My Lingering Toothache
For my soon-to-be family-in-law, enjoying the lake life in Northern Michigan is a yearly ritual every fourth of July. During one of the evenings of this year's trip, we ate dinner at a local biker bar. Shortly before our dinner arrived, one of my siblings-in-law and I ventured to the far side of the bar to order a drink. At the time, we were both bearded.
While we were waiting, we overheard an over-served young man trying to charm a young woman. He, of course, was not particularly charming but was trying his best. As he was conversing with the woman, he said something which compared me to a member of ISIS and how he wouldn't be surprised if I did something to harm the patrons of the bar. He was obviously trying to use hyperbole to be funny.
I gave him a befuddled, "Are you serious?" jaw-hanging glance from across the bar. He was extremely embarrassed. When I ordered my drink, I bought him a round to demonstrate I didn't have lingering ill will toward him. This of course, made him feel more foolish.

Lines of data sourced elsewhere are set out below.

PR #122, opened 2025-12-14
Simplify mtree construction

dzbarsky:


prebuilt/llvm/llvm_release.bzl
```diff
@@ -34,60 +20,46 @@ def llvm_release(name):
         tags = ["manual"],
     )
 
-    native.genrule(
-        name = "sanitizers_ignorelist_mtree",
```
cerisier, line 38: Not anymore ?

cerisier (approved):

prebuilt/llvm/llvm_release.bzl
dzbarsky: I just moved this into `bins_mtree` (even though it's slightly misnamed) because it doesn't really clutter things nearly as much anymore :)

PR #124, opened 2025-12-14
Enable ThinLTO feature for linux

dzbarsky:


dzbarsky:
> Are those patches upstreamable to rules_cc ?

they already landed upstream weeks 1-2 weeks ago, we just need a release...

PR #125, opened 2025-12-15
Use a link only resource-dir

cerisier:
This is primarily so that go tool link linkerFlagSupported checks, which trims a lot of flags, can pass.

I'm not interested in making preachy platitudes about racism, prejudice, or patriotism. Rather, I share this story to illustrate why I have a barely-noticeable, but persistent, anxiety in public places. I honestly don't know if someone's going to bother me because of my race (which in my case makes me arbitrarily different from others). What's worse, is that I don't know whether someone will hassle my family or friends because I happen to look like someone they think they should be afraid of.
The slightest uncertainty of safety is what I find difficult about my racial identity - like a toothache that I have to just grow accustomed to.